━━━━━ Data shown ━━━━━

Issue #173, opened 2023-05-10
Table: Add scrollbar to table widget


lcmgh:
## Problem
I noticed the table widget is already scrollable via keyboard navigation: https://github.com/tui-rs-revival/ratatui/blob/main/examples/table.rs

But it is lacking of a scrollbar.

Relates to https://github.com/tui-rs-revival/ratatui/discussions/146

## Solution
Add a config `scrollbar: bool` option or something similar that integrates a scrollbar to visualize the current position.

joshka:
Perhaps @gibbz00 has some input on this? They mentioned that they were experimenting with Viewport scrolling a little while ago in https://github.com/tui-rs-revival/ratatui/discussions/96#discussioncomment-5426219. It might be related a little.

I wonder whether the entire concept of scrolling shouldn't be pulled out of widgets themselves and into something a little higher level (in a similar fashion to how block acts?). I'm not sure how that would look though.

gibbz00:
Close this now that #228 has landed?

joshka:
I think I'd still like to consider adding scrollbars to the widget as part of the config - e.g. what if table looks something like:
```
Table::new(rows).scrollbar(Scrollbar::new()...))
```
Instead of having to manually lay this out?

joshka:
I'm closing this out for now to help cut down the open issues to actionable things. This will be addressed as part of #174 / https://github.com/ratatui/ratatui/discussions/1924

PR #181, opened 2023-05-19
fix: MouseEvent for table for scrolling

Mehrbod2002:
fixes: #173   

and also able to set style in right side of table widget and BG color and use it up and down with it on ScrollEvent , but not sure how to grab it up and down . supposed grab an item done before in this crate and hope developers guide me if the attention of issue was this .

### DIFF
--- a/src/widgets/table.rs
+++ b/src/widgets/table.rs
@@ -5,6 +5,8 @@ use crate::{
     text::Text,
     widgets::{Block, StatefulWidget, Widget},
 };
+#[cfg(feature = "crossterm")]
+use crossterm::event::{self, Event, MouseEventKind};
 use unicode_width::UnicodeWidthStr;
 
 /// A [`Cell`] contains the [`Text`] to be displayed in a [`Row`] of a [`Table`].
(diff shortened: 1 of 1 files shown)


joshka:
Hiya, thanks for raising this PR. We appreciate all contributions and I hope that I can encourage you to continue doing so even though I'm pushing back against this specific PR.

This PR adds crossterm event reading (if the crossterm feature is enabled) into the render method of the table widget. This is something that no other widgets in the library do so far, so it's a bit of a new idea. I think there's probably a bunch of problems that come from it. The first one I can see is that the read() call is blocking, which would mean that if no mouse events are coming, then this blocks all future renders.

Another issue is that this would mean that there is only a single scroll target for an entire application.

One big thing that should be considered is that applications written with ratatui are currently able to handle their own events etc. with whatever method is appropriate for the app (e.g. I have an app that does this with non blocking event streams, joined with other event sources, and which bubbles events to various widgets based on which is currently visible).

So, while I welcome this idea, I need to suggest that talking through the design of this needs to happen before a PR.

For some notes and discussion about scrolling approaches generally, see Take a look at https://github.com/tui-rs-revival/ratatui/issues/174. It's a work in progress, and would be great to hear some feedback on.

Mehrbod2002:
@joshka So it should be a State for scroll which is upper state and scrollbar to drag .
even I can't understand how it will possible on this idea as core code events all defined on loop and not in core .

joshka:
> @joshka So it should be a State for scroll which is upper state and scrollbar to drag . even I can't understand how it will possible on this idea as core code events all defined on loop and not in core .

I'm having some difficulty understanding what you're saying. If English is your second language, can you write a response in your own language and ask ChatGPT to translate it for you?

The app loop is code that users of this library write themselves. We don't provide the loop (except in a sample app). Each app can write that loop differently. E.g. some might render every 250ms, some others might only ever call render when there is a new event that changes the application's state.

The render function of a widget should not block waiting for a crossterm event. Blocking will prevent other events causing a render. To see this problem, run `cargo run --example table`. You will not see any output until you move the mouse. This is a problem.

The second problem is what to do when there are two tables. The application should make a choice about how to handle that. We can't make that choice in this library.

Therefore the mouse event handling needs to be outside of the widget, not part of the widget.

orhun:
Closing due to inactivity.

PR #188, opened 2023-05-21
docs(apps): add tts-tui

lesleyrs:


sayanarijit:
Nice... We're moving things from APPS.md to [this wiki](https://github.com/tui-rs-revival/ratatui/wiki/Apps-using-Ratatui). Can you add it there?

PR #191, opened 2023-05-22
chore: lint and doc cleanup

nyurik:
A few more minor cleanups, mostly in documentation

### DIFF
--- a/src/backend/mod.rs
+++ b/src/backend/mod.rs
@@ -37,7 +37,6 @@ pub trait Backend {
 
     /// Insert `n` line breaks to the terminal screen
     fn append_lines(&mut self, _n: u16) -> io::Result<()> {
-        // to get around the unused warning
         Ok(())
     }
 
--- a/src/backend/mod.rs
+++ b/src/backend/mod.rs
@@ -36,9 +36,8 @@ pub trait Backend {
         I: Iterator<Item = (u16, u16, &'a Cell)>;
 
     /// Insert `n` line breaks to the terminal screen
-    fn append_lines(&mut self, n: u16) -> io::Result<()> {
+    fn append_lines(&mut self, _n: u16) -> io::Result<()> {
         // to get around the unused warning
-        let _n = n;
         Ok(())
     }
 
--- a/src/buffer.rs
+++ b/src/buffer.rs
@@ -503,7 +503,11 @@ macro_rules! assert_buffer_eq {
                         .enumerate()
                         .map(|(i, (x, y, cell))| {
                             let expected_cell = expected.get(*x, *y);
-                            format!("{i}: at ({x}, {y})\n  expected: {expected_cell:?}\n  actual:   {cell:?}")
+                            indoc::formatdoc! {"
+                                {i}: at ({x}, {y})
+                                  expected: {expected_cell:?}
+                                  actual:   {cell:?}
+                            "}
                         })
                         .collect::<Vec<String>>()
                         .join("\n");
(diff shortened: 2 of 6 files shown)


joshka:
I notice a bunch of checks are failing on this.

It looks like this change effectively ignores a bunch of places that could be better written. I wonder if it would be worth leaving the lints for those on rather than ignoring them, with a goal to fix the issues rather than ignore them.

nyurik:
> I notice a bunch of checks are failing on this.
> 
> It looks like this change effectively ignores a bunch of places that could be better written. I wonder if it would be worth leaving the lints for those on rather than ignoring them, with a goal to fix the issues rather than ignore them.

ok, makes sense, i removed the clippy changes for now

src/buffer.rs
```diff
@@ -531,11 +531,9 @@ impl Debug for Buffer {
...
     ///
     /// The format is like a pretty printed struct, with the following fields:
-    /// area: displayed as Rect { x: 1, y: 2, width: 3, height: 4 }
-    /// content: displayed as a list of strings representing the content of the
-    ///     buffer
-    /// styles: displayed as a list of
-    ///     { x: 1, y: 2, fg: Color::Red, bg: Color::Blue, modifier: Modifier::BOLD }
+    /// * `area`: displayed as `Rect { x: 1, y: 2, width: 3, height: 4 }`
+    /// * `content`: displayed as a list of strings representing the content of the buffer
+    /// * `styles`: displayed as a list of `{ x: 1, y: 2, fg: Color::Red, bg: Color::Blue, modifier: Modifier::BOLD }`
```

━━━━━
━━━━━ Data shown ━━━━━

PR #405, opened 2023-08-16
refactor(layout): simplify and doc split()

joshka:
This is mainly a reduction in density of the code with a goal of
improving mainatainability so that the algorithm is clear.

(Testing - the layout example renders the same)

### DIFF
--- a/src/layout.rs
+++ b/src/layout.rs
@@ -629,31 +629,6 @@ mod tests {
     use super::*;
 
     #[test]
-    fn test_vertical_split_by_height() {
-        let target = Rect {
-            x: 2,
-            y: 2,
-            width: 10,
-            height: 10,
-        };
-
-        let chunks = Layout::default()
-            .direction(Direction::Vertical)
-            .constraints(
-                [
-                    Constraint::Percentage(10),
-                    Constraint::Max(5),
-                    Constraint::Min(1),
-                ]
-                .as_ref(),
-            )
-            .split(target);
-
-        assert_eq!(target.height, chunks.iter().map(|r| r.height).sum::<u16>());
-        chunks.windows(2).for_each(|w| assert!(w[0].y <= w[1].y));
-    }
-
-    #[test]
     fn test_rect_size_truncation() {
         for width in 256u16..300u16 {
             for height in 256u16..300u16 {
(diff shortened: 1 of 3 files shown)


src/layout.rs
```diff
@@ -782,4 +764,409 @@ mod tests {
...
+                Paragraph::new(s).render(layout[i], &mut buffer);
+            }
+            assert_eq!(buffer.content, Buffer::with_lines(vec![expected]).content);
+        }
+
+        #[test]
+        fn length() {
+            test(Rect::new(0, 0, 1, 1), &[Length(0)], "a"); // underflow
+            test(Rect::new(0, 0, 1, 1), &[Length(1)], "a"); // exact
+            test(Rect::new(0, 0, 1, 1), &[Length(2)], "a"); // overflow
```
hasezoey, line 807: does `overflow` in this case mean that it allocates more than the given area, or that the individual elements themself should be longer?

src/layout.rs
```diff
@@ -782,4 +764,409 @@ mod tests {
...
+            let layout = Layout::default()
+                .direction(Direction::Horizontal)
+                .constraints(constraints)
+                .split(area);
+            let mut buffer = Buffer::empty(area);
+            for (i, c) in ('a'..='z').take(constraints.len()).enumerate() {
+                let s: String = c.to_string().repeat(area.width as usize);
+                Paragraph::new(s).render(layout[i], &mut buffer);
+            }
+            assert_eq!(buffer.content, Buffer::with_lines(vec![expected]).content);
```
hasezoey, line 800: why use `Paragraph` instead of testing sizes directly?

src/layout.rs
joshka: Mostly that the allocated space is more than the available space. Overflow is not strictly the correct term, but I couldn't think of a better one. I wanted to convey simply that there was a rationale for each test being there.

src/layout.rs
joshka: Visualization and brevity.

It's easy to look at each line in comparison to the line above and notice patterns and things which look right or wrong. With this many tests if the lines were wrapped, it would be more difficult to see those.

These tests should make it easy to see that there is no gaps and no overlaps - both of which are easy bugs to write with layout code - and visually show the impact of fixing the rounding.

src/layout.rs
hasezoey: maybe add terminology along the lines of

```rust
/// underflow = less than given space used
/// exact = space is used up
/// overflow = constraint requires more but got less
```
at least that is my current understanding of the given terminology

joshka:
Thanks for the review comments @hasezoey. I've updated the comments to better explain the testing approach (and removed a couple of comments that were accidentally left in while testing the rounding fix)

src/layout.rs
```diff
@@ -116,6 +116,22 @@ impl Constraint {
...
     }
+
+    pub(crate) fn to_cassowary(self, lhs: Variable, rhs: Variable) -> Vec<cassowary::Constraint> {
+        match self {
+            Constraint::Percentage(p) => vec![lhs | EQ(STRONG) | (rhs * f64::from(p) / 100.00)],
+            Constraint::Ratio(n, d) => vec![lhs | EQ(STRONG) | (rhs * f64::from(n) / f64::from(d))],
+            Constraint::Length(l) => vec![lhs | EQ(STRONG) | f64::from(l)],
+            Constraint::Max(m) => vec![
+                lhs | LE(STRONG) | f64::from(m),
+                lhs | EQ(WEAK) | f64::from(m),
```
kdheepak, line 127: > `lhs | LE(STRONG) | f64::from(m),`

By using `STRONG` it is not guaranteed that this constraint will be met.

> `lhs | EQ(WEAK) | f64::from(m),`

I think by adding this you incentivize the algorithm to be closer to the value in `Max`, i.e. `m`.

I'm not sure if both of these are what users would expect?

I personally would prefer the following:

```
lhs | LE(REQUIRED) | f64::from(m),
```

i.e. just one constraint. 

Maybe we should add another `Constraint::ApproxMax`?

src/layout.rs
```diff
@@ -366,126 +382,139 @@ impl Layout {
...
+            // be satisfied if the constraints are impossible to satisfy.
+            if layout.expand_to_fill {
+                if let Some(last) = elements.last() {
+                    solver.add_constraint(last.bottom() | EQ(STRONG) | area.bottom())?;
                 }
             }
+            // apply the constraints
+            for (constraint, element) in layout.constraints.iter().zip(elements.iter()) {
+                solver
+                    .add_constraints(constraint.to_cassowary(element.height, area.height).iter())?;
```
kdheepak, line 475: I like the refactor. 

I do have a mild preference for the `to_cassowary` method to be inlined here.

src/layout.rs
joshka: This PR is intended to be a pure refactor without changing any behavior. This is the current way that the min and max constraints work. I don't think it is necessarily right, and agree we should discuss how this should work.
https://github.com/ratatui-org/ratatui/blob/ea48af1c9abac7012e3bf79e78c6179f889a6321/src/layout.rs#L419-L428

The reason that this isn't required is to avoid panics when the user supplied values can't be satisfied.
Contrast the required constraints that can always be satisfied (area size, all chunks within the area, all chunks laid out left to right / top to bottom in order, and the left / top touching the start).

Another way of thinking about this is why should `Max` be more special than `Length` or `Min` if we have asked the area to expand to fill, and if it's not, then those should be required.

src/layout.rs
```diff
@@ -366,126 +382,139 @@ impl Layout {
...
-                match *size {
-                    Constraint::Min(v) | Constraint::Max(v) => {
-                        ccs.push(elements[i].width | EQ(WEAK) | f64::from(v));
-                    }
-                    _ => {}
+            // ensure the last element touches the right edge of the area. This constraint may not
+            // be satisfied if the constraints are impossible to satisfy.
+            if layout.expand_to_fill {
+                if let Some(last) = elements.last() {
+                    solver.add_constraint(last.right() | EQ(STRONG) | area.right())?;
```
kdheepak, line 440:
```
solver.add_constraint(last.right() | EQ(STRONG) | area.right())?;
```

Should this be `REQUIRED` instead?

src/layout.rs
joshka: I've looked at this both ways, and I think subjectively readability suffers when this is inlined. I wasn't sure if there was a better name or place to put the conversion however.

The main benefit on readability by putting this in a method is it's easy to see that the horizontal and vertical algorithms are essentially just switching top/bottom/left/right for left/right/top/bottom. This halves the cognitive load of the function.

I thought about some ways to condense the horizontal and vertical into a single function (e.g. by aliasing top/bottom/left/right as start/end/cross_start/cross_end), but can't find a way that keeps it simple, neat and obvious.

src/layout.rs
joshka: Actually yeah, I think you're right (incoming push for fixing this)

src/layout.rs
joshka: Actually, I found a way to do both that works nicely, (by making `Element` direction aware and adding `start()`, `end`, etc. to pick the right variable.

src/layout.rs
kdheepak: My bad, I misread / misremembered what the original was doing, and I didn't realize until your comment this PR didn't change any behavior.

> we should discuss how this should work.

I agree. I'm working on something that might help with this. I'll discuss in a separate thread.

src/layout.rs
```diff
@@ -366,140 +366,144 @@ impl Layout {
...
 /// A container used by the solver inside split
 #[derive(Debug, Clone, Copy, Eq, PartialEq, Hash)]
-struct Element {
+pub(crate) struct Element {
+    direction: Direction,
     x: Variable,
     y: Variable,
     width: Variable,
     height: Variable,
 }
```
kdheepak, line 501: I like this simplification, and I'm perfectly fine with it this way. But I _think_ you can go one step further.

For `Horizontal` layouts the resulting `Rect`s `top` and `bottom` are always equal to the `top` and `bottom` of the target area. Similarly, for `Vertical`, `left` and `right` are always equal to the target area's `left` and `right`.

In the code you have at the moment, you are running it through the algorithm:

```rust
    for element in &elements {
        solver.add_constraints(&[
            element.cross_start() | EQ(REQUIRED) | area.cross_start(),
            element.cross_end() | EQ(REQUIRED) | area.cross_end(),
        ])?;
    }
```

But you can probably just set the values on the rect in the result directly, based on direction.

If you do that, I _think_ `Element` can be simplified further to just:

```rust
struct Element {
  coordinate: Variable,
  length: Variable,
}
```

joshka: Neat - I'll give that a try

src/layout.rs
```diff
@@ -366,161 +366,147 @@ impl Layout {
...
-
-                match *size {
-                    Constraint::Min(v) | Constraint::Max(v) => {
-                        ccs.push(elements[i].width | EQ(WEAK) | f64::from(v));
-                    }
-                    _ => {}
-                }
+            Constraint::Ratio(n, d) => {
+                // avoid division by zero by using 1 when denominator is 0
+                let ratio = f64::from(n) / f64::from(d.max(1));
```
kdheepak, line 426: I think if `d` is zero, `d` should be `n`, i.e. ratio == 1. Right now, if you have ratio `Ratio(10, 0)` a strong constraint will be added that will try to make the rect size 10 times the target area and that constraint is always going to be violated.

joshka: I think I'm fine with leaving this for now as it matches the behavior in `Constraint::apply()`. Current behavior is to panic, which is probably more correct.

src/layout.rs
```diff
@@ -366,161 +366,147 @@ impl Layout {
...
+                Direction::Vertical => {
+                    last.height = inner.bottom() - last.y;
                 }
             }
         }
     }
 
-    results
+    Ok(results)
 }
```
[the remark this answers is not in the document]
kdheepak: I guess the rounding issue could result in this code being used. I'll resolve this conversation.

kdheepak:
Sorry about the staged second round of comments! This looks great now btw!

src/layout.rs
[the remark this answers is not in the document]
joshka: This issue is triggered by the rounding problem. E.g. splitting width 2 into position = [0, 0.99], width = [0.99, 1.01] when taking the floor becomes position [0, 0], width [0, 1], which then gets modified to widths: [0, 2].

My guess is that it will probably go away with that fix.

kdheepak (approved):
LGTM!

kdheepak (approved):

━━━━━

Take every line above carrying "strings" and return it.

-    /// content: displayed as a list of strings representing the content of the
+    /// * `content`: displayed as a list of strings representing the content of the buffer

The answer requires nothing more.